Yesterday I read at a maillist about IDLE being able to use the "with"
statement in python 2.5 without needing to explicitly doing "from
__future__ import with_statement", then today I started tracing the
origin of this. It starts at the use of the InteractiveInterpreter from
the code module (so this report affects any custom shells based on it),
which uses the codeop module to compile lines.

The Compile class of the codeop module, innocently compiles the passed
source with a PyCF_DONT_IMPLY_DEDENT flag by default (I'm not going to
enter in the other details done by Compile). 
This flag is then converted to PyPARSE_DONT_IMPLY_DEDENT (defined at
parsetok.py with a value of 0x0002) by a PARSER_FLAGS macro at
pythonrun.c.
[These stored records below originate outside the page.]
PR #2226, opened 2019-05-13
[TESTCASE] Lexpres fails to keep EOL tokens behind line end comments

MarvinWyrich:
Given:

```
class A {
  foo() {
    int result = 53; // comment
    return 53;
  }
}
```

Removing the first statement `int result = 53;` gives me the following output:

```
class A {
  foo() {
    // comment return 53;
  }
}
```

but I would expect:

```
class A {
  foo() {
    // comment
    return 53;
  }
}
```

Tests run successfully for version 3.13.6, but not for newer versions.  
Looking at the title and the discussion, my bet would be that #2168 introduced this bug.


matozoid:
That would be me then, but I honestly don't know how that part of the lex printer is supposed to work :-/

MarvinWyrich:
It looks like all previous tests for handling line comments assume that comments are in a separate line. End of line comments cause the problem described above. I also find it very difficult to understand where the actual problem lies in the code, and I'm surprised it doesn't affect more people.

Is there a chance that @ftomassetti will come back one day? 😅

matozoid:
Actually, chucking a breakpoint on the changed part of the lex pres printer will show the context for what it's doing. I don't know what it is supposed to be doing, so I just changed things until it worked :-)

jlerbsc:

Later on the function parsertok at Parser/parsetok.c is
called and it performs this check "if (flags &
PyPARSE_WITH_IS_KEYWORD)", but PyPARSE_WITH_IS_KEYWORD right now has a
value of 0x0003, so this check ends up working for both
PyPARSE_WITH_IS_KEYWORD and PyPARSE_DONT_IMPLY_DEDENT, causing the
with_statement to be enabled if the PyCF_DONT_IMPLY_DEDENT flag is
passed to the compile builtin.

To test this, start the interpreter (python 2.5) and:

>>> a = compile('with open("something") as x: pass\n', '-', 'single', 0x200)
>>> import __future__
>>> a = compile('with open("something") as x: pass\n', '-', 'single',
__future__.with_statement.compiler_flag)

Notice how it works in both cases. 

The patch added is deadly (!) simple (make clean is needed).

"This flag is then converted to PyPARSE_DONT_IMPLY_DEDENT (defined at
parsetok.py with a value of 0x0002"

Sorry, it is defined at "parsetok.h" of course.

This isn't going to happen, closing.